Question

A student standing exactly midway between two buildings, observes the top of the two buildings at an angle of elevation of 22.5 and 67.5. What is the ratio of the height of the taller building to the height of the shorter buildings? (given that tan 22.5= v2-1)

Answer 1

Answer:

$\frac{1}{(\sqrt{2}-1 )^{2} }$

Step-by-step explanation

given

tan 22.5=$\sqrt{2}-1$

tan 67.5=cot (90-67.5)=$\frac{1}{tan 22.5}$=$\frac{1}{\sqrt{2} - 1 }$

let the distance between the buildings is x,hencw the boy is $\frac{x}{2}$ away from each building

height of taller building =h1

height of shorter nuilding=h2

since tan A =$\frac{perpendicular}{base}$

hence from the fig.

tan 22.5=$\frac{h2}{\frac{x}{2} }$

h2=$\sqrt{2}-1 \times \frac{x}{2}$ .........(1)

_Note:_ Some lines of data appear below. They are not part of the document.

PR #1826, opened 2022-02-04
imp: cost: Allow inferring cost from conversion equity postings.

Xitian9:
When given --infer-equity, hledger will change transaction prices to
balancing equity postings. This introduces the inverse operation,
--match-equity, which will match balancing equity postings and transferm
them into a transaction price, allowing --cost to work properly with
them. This is only a partial inverse as it needs to use some heuristics
to match the postings which will not work in complicated cases.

now, tan 67.5=$\frac{h1}{\frac{x}{2} }$

h1=$tan 67.5\times \frac{x}{2}$.......(2)

from eq 1 and eq 2,

$\frac{h1}{h2}=\frac{tan67.5 \times\frac{x}{2} }{tan22.5 \times\frac{x}{2} }$

$\frac{h1}{h2}=\frac{1}{(\sqrt{2}-1 )\times (\sqrt{2}-1 )}$

hence ratio of height of taller building to shorter building=$\frac{1}{(\sqrt{2}-1 )^{2} }$